Tenía ocho años cuando vimos en familia el inicio de la Guerra del Golfo por la televisión. Nunca olvidé esas imágenes del todo extrañas, oscuras, atravesadas por algo parecido a un rayo láser. ¿Así se veía la guerra? Lucecitas verdes cruzando un cielo negro. No tenía ningún sentido. ¿Cómo se sabe quién gana una guerra?, le pregunté esa noche a mi mamá. Nadie gana en una guerra, me respondió. Lamentablemente, creo que se equivocaba. En las guerras sí hay ganadores: ellos escriben la historia, construyen el sistema, se reparten las riquezas y, cuando ese sistema ya no soporta más opresión y violencia hacia quienes nunca ganaron nada, cuando la rabia empieza a bullir, pues comienzan otra guerra. Ninguna de estas guerras imperialistas termina liberando a nadie, solo siembra la semilla para que una nueva violencia se desate.
El 16 de marzo pasado, el presidente de Ucrania dijo al Congreso de los Estados Unidos que “Ucrania vive un terror no visto en 80 años en Europa”. El olvido y la desidia también son parte de este desastre. Porque poco más de un año después de las lucecitas verdes en el cielo negro transmitidas por la televisión, nuevas escenas, esta vez menos abstractas, más brutalmente figurativas, llegaban justamente de Europa. ¿Así se ve la guerra? No había siquiera soldados, sino gente cruzando una calle en Sarajevo que de pronto caía abatida. Una vez en el piso, el cuerpo no se movía más. Las fechas no calzan, la memoria es frágil cuando se trata de un nuevo conflicto.
Y si no es posible descifrar la complejidad de las guerras repitiendo las vías, lógicas y argumentos que las han construido, tampoco podemos contentarnos con fijar los ojos en Ucrania e impactarnos ante la violencia que golpea una vez más al mundo. No se pueden hacer a un lado las constantes agresiones bélicas imperialistas que Occidente ya naturalizó con una hipocresía insoportable. La lista es larga.

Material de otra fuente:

PR #713, opened 2014-08-26
Support non-blocking (Async) APIs

HeartSaVioR:
On #647, we switched I/O from Stream based Old I/O to New I/O.
Based on New I/O, finally I can introduce non-blocking APIs to Jedis!

I'm not familiar with Java New I/O, and our clients may have Java 6, so there're some restrictions on implementation.
I'm trying to implement it simply, so I try to avoid multi-thread things as many as possible.
(It may lose some performances.)
1 dispatcher handles 1 connection's request/response with only one thread.

Current APIs doesn't support Sharded, Redis Cluster, Sentinel, scripting, transaction, pipeline.
You can't select DB index, and you should present AUTH password with AsyncJedis constructor.

I wish NIO experts would improve my base codes to gain high performance.

ps. It's upmerged.
ps2. Failing test is not related to async, it's related to https://github.com/antirez/redis/issues/1561.
We should fix it by create another issue.

---
This change is [Reviewable](https://reviewable.io/reviews/xetorthio/jedis/713)

### DIFF
--- a/src/main/java/redis/clients/jedis/BuilderFactory.java
+++ b/src/main/java/redis/clients/jedis/BuilderFactory.java
@@ -53,7 +53,7 @@ public class BuilderFactory {
     }
   };
 
-    public static final Builder<byte[]> BYTE_ARRAY = new Builder<byte[]>() {
+  public static final Builder<byte[]> BYTE_ARRAY = new Builder<byte[]>() {
     public byte[] build(Object data) {
       return ((byte[]) data); // deleted == 1
     }
--- a/src/main/java/redis/clients/jedis/async/AsyncBinaryJedis.java
+++ b/src/main/java/redis/clients/jedis/async/AsyncBinaryJedis.java
@@ -19,8 +19,8 @@ import static redis.clients.jedis.Protocol.Command.*;
 import static redis.clients.jedis.Protocol.toByteArray;
 
 public class AsyncBinaryJedis implements AsyncBasicCommands, AsyncBinaryJedisCommands,
-    AsyncMultiKeyBinaryCommands, AsyncAdvancedBinaryJedisCommands,
-    AsyncBinaryScriptingCommands, Closeable {
+    AsyncMultiKeyBinaryCommands, AsyncAdvancedBinaryJedisCommands, AsyncBinaryScriptingCommands,
+    Closeable {
   public static final int BUFFER_SIZE = 8192;
 
   protected final AsyncDispatcher processor;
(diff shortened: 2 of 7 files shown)


HeartSaVioR:
Upmerged to current master.

I revised current benchmark and ran to compare Normal vs Async vs Pipeline.
Please refer https://groups.google.com/d/msg/jedis_redis/7ZJPFp_qTY0/VVY3p1D5EzcJ for details.

HeartSaVioR:
Nils Kilden-Pedersen pointed out from Google Groups.

- Method AsyncDispatcher.registerRequest is synchronized. Since it only calls LinkedBlockingDeque.add and Selector.wakeup that should be unnecessary, as both are safe to call concurrently, and I don’t believe those two method calls need to be atomic.
- Same class, method handleConnectionException, while loop does a peek then a poll, which is redundant, since poll returns null if empty. Probably not super important since it’s during an exceptional condition, but still…
- Java7 introduced ConcurrentLinkedDeque, which is a non-blocking deque implementation. This makes it better than LinkedBlockingDeque under load, but is supposedly slightly less performant in the non-contended case. I think for this scenario, ConcurrentLinkedDeque offers better scalability.

I'll try to adopt these one by one and check it would help.

HeartSaVioR:
We're talking about changing our async implementation to Netty, but it's not confirmed so I'll try both version of async, NIO and Netty.

HeartSaVioR:
Compared to using Netty, lack of ReplayingDecoder we need to handle response by struggling with byte.
When we decide to stick NIO, we need to implement custom ReplayingDecoder and let ResponseHandler simplified.

darkcrawler01:
@HeartSaVioR :+1: 
Any ETA on this pull request getting merged to master ?

src/main/java/redis/clients/util/SocketChannelReader.java
```diff
@@ -0,0 +1,174 @@
...
+        }
+
+        sb.append((char) curr);
+        sb.append((char) next);
+      } else {
+        sb.append((char) curr);
+      }
+    }
+
+    String reply = sb.toString();
```
Alwayswithme: what about
```java
String reply = new String(this.readLineBytes());
```

jeremyblog:
why not yeah merge，i expect it long time

AaronHarris:
Is this still a priority to add Async apis to Jedis? Currently looking a Lettuce for this reason alone, although I prefer the lightweight Jedis.

moadi:
@HeartSaVioR sorry to bother you, do you happen to know if there are still any plans to support async features in jedis?

Htermotto:
bump! Any plans for this to get merged?

jiangxiaoqiang:
does jedis support reactive right now?

sazzad16:
> does jedis support reactive right now?

@jiangxiaoqiang No.

marcosnils:
If you're looking for an async client you can checkout lettuce (
https://lettuce.io/)

uglide:
As pointed out before, there are no plans to add async/reactive support to Jedis at this point. If you need async or reactive client please use https://github.com/redis/lettuce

Elijo aquí no olvidarme de una: la lucha incansable de mujeres, niñas y niños en Palestina bajo ataque, contra una ofensiva colonial y racista permanente ante el conveniente silencio del mundo.
Mientras la estructura del discurso imperialista use la palabra “paz” para poner un manto sobre las atrocidades que suceden en aquellas partes del mundo que tienen menos prensa que Europa; mientras las ideas estáticas y vacías sobre civilización y democracia sigan actuando como lavado de imagen del racismo y la xenofobia; mientras las leyes de paridad aseguren un espacio para las voces de las mujeres en lo público, y mientras las mujeres tengan voz pero todavía no sean escuchadas como sujeto político, estamos condenados a eufemismos eternos, a palabras vaciadas que no nombran la inmensa y permanente violencia del neoliberalismo colonial, racista y patriarcal por definición.